> _Your instructions_: From the first line to the last, write out the records exactly.

> _Data records_:
PR #2153, opened 2022-08-04
Fix a11y of FileSharing download button

mgamis-msft:
# What

- The onFocus callback to focus on the message content in order to skip the author when tab navigating on iOS VoiceOver was removed. It prevented tab navigating
- the aria label text that is read aloud by iOS VoiceOver for the local user's message was changed to 'You said {message}' instead of '{author} said message'

# Why

https://skype.visualstudio.com/SPOOL/_workitems/edit/2864669

# How Tested

Tab navigating on Windows 10 on Chrome:
https://user-images.githubusercontent.com/79475487/182792712-ae2f92d3-3170-482c-812e-44d0242b9b34.mp4

Tab navigating on IPad on Safari with VoiceOver (note it is reading out the author of remote messages because fluentui n* is focusing on the author first even if the author is not shown for subsequent messages):
https://user-images.githubusercontent.com/79475487/182792514-93ff39c1-ce64-4cc7-821e-7faf6f17faeb.mp4

# Process & policy checklist


packages/react-components/src/components/ChatMessage/ChatMessageComponentAsMessageBubble.tsx
```diff
@@ -179,27 +179,30 @@ const MessageBubble = (props: ChatMessageComponentAsMessageBubbleProps): JSX.Ele
...
-        }}
-      >
+      <div ref={messageRef} tabIndex={0}>
         <Chat.Message
           data-ui-id="chat-composite-message"
           className={mergeStyles(messageContainerStyle as IStyle)}
           styles={messageContainerStyle}
           content={
-            <div ref={messageContentRef} tabIndex={0}>
+            <div tabIndex={0}>
```
anjulgarg, line 201: Is this working?
During my testing I noticed that if we add a tabIndex here, it gets overriden and set to -1

mgamis-msft: Yes. That is fluentUI n* Chat behaviour. Arrow keys need to be uses to navigate from message to message.

alkwa-msft: I am having a hard time understanding do we need to do anything here and have a chat with fluentUI n* or are things working as expected?

mgamis-msft: Things are working as expected. tabIndex=-1 means that message to message navigation in the n* chat cannot be done by pressing Tab. Arrow key navigation to navigate through messages. This can be verified from the n* Chat documentation sample here https://fluentsite.z22.web.core.windows.net/0.63.0/components/chat/definition.

anjulgarg (approved):

prabhjot-msft (approved):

> _Solution to this exercise_:
PR #2153, opened 2022-08-04
Fix a11y of FileSharing download button

mgamis-msft:
# What

- The onFocus callback to focus on the message content in order to skip the author when tab navigating on iOS VoiceOver was removed. It prevented tab navigating
- the aria label text that is read aloud by iOS VoiceOver for the local user's message was changed to 'You said {message}' instead of '{author} said message'

# Why

https://skype.visualstudio.com/SPOOL/_workitems/edit/2864669

# How Tested

Tab navigating on Windows 10 on Chrome:
https://user-images.githubusercontent.com/79475487/182792712-ae2f92d3-3170-482c-812e-44d0242b9b34.mp4

Tab navigating on IPad on Safari with VoiceOver (note it is reading out the author of remote messages because fluentui n* is focusing on the author first even if the author is not shown for subsequent messages):
https://user-images.githubusercontent.com/79475487/182792514-93ff39c1-ce64-4cc7-821e-7faf6f17faeb.mp4

# Process & policy checklist


packages/react-components/src/components/ChatMessage/ChatMessageComponentAsMessageBubble.tsx
```diff
@@ -179,27 +179,30 @@ const MessageBubble = (props: ChatMessageComponentAsMessageBubbleProps): JSX.Ele
...
-        }}
-      >
+      <div ref={messageRef} tabIndex={0}>
         <Chat.Message
           data-ui-id="chat-composite-message"
           className={mergeStyles(messageContainerStyle as IStyle)}
           styles={messageContainerStyle}
           content={
-            <div ref={messageContentRef} tabIndex={0}>
+            <div tabIndex={0}>
```
anjulgarg, line 201: Is this working?
During my testing I noticed that if we add a tabIndex here, it gets overriden and set to -1

mgamis-msft: Yes. That is fluentUI n* Chat behaviour. Arrow keys need to be uses to navigate from message to message.

alkwa-msft: I am having a hard time understanding do we need to do anything here and have a chat with fluentUI n* or are things working as expected?

mgamis-msft: Things are working as expected. tabIndex=-1 means that message to message navigation in the n* chat cannot be done by pressing Tab. Arrow key navigation to navigate through messages. This can be verified from the n* Chat documentation sample here https://fluentsite.z22.web.core.windows.net/0.63.0/components/chat/definition.

anjulgarg (approved):

prabhjot-msft (approved):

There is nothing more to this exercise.